| Your assignment |
For each line below that holds the word "requested", make a copy.

Excerpts from a dataset:

PR #1288, opened 2022-02-08
Add `docteur` device

dinosaure:
`docteur` is close to be released. May be a good time to add it into our `mirage-skeleton`. This PR is a draft to have review about documentation. Currently, the workflow is simple:
- the user decide what he/she wants to download (it can be a remote Git repository or `file://path/`)
- the device (as `tar_archive`) makes the image _via_ dune
- we install the image (`disk` by default - Solo5 does not like `.`) into the `dist/` directory
- from `unix`, a simple launch is enough (the block device will `open "disk"` by itself)
- from `solo5`, we must pass `--block:disk=<path-to-the-disk-file>`

### DIFF
--- a/lib/mirage/mirage.mli
+++ b/lib/mirage/mirage.mli
@@ -294,6 +294,28 @@ val generic_kv_ro :
 
     If no key is provided, it uses {!Key.kv_ro} to create a new one. *)
 
+val docteur :
+  ?mode:[ `Fast | `Light ] ->
+  ?disk:string Key.key ->
+  ?analyze:bool Key.key ->
+  string ->
+  kv_ro impl
+(** [docteur ?mode ?disk ?analyze remote] creates a Docteur image which can be
+    used by the produced {i unikernel} as an external block-device. It permits
+    to attach a read-only file-system. [analyze] checks the integrity of the
+    given block-device at the boot-time (it can take a time). It's possible to
+    use the file-system into 2 modes:
+
+    - [`Light] an access requires that we reconstruct the path to the requested
+      object. That mostly means that we probably need to extract few objects
+      before the extraction of the requested one. This choice does not require a
+      huge usage of memory but it can be slower is deep in your filesystem
+    - [`Fast] reconstructs the layout of your file-system at the boot time (so
+      it can take a time). Then, if the user wants a specific file, we ensure
+      that only the requested object is extracted. However, depending on your
+      image, this mode can require a huge amount of memory to keep the structure
+      of your file-system. *)
+
 type kv_rw
 (** Abstract type for read-write key/value store. *)
 
--- a/lib/mirage/mirage.mli
+++ b/lib/mirage/mirage.mli
@@ -300,12 +300,11 @@ val docteur :
   ?analyze:bool Key.key ->
   string ->
   kv_ro impl
-(** [docteur ?mode ?disk ?analyze remote] creates a {i docteur} image which can
-    be used by the produced {i unikernel} as an external block-device. It
-    permits to attach a read-only (probably huge) file-system. The format of the
-    file-system is the Git PACK file (version 2). It permits to store a huge
-    amount of files into a small image (for instance, 14Gb of documentation can
-    be compiled into a {i docteur} image of 240Mb).
+(** [docteur ?mode ?disk ?analyze remote] is a read-only, key-value store
+    device. Data is stored on that device using the Git PACK file format,
+    version 2. This format has very good compression factors for many similar
+    files of relatively small size. For instance, 14Gb of HTML files can be
+    compressed into a disk image of 240Mb.
 
     Unlike {!crunch}, [docteur] produces an external image which means that less
     memory is used to keep and get files. The image can be produced from many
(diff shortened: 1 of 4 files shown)


lib/mirage/mirage.mli
```diff
@@ -294,6 +294,28 @@ val generic_kv_ro :
 
     If no key is provided, it uses {!Key.kv_ro} to create a new one. *)
 
+val docteur :
+  ?mode:[ `Fast | `Light ] ->
+  ?disk:string Key.key ->
+  ?analyze:bool Key.key ->
+  string ->
+  kv_ro impl
+(** [docteur ?mode ?disk ?analyze remote] creates a Docteur image which can be
```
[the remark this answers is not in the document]
dinosaure: It's a Git PACK file, should we define it as is?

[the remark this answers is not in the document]
dinosaure: I improved the documentation to explain (in the opposite of `crunch`) why `docteur` can be interesting.

dinosaure:
This PR is ready to be merged. I improved the documentation and, if you want, I can add a new unikernel into `mirage-skeleton` as an example such device (like `ocaml-crunch`).

lib/mirage/mirage.mli
```diff
@@ -294,6 +294,54 @@ val generic_kv_ro :
...
+  ?disk:string Key.key ->
+  ?analyze:bool Key.key ->
+  string ->
+  kv_ro impl
+(** [docteur ?mode ?disk ?analyze remote] creates a {i docteur} image which can
+    be used by the produced {i unikernel} as an external block-device. It
+    permits to attach a read-only (probably huge) file-system. The format of the
+    file-system is the Git PACK file (version 2). It permits to store a huge
+    amount of files into a small image (for instance, 14Gb of documentation can
+    be compiled into a {i docteur} image of 240Mb).
```
samoht, line 308:
```suggestion
(** [docteur ?mode ?disk ?analyze remote] is a read-only, key-value device.
    Data are stored on that device using the Git PACK file format, version 2.
    This format has very good compression factors for many similar files of relatively
    small size. For instance, 14Gb of HTML files can be compressed into a disk 
    image of 240Mb.
```

lib/mirage/mirage.mli
```diff
@@ -294,6 +294,54 @@ val generic_kv_ro :
...
+
+    Unlike {!crunch}, [docteur] produces an external image which means that less
+    memory is used to keep and get files. The image can be produced from many
+    sources:
+
+    - A local Git repository (like [file://path/to/the/git/repository/])
+    - A simple directory (like [file://path/to/a/simple/directory/])
+    - A remove Git repository (via SSH, HTTP(S) or TCP/IP as what [git clone]
```
samoht, line 316:
```suggestion
    - A remote Git repository (via SSH, HTTP(S) or TCP/IP as what [git clone]
```

lib/mirage/mirage.mli
```diff
@@ -294,6 +294,54 @@ val generic_kv_ro :
...
+    For a Solo5 target, users must {i attach} the image as a block device:
+
+    {[ $ solo5-hvt --block:<name>=<path-to-the-image> -- unikernel.{hvt,...} ]}
+
+    For the Unix target, the program [open] the image at the beginning of the
+    process.
+
+    [docteur] becomes useful to load some files without the memory restriction
+    when the unikernel is launched (~ 1Go) with Solo5.
+
```
samoht, line 328:
```suggestion

```

lib/mirage/mirage.mli
```diff
@@ -294,6 +294,54 @@ val generic_kv_ro :
...
+    - [`Light]: an access requires that we reconstruct the path to the requested
+      file. That mostly means that we probably need to extract few objects
+      before the extraction of the requested one. This choice does not require a
+      huge usage of memory but it can be slower if the requested file is deep in
+      the structure.
+    - [`Fast]: reconstructs the layout of your file-system at the boot time (so
+      it can take a time at the beginning). Then, if the user wants a specific
+      file, we ensure that only the requested object is extracted. However,
+      depending on your image, this mode can require a huge amount of memory.
+      Indeed, it keeps the structure of your file-system in memory. *)
```
samoht, line 343:
```suggestion
    - [`Light]: any access requires that we reconstruct the path to the requested
      file. That means that we will need to extract a few additional objects
      before the extraction of the requested one. [`Light] does not cache
      anything in memory but it can be slower if the requested file is deep in
      the directory structure.
    - [`Fast]: reconstructs and cache the layout of the directory structure 
      when the unikernel starts: it might increase boot-time and bigger 
      memory requirements. However, [`Fast] allows the device to decode
      only the requested object so it is faster than the [`Light] mode. *)
```

samoht:
Could you fix the formatting? Happy to merge after this.

dinosaure:
Done 👍

lib/mirage/mirage.mli
```diff
@@ -294,6 +294,47 @@ val generic_kv_ro :
...
     If no key is provided, it uses {!Key.kv_ro} to create a new one. *)
 
+val docteur :
+  ?mode:[ `Fast | `Light ] ->
+  ?disk:string Key.key ->
+  ?analyze:bool Key.key ->
+  string ->
+  kv_ro impl
+(** [docteur ?mode ?disk ?analyze remote] is a read-only, key-value device. Data
+    are stored on that device using the Git PACK file format, version 2. This
```
samoht, line 304:
```suggestion
(** [docteur ?mode ?disk ?analyze remote] is a read-only, key-value store device.
    Data is stored on that device using the Git PACK file format, version 2. This
```

samoht:
(sorry I broke formatting again... this time it should be the last time..)

dinosaure:
I force-pushed to clean the history. It should be good now.

PR #1289, opened 2022-02-09
Update to cmdliner 1.1.1

samoht:
/cc @dbuenzli  I'm not sure if I've done the "right thing" so your feedback would be great! 

`Cmd.eval_value` seems to be a bit more complex than the previous `eval` but that's manageable. The main change is that peek/eval do not work on the same types anymore (as it's not possible to extract a `'a Term.t` from `'a Cmd` due to grouping). The rest is pretty straitghforward.

Something very minor is that the man pages seem to generate a bit more whitespace than before. Not sure what changed (maybe just a side-effect of changes in `Fmt`)?

PR #1291, opened 2022-02-10
Add git devices

dinosaure:
Re-open the PR to continue the discussion from #1283 and try to finalize it. For my point of view:
- [x] we should move `Git_mirage_happy_eyeballs` into the `mimic` distribution
- [x] this module should compose with an `Happy_eyeballs_mirage.S` which should compose with a `Dns_client_mirage.S`
 * [x] so `ocaml-dns` should provides `Dns_client_mirage.S` and a type `dns_client`
 * [x] and we `happy-eyeballs` should provides a `Happy_eyeballs_mirage.S` and a type `happy_eyeballs`
- [x] finally, `mimic` should take the final `happy_eyeballs` `impl` to provide a `mimic_dns`
- [x] and this `mimic_dns` will be used by `git_client` and `paf_client`

PR #1292, opened 2022-02-10
Add Key.opt_all to allows usage of an argument multiple times

dinosaure:
It's a draft to try to implement the `opt_all` combinator. I know that it's probably in conflict with #1289 but it's may be nice to integrate it before and do the upgrade then, The idea behind is to let the user to use multiple times an argument such as:
```sh
$ ./unikernel.exe --dns-nameserver 1.1.1.1 --dns-nameserver 8.8.8.8
```
It's probably not the best example but I'm sure that we can easily imagine many use-cases.


dinosaure:
I added a test about `opt_all` and it seems to work on the `functoria` level, please take a look on that, it becomes needed for #1291

Drup (approved):
This looks good! Maybe add one test for emptyness and that'll be good to go. :)

dinosaure:
Thanks for the review.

| Task response |
+    - [`Light] an access requires that we reconstruct the path to the requested
+      before the extraction of the requested one. This choice does not require a
+      that only the requested object is extracted. However, depending on your
+    - [`Light]: an access requires that we reconstruct the path to the requested
+      before the extraction of the requested one. This choice does not require a
+      huge usage of memory but it can be slower if the requested file is deep in
+      file, we ensure that only the requested object is extracted. However,
    - [`Light]: any access requires that we reconstruct the path to the requested
      before the extraction of the requested one. [`Light] does not cache
      anything in memory but it can be slower if the requested file is deep in
      only the requested object so it is faster than the [`Light] mode. *)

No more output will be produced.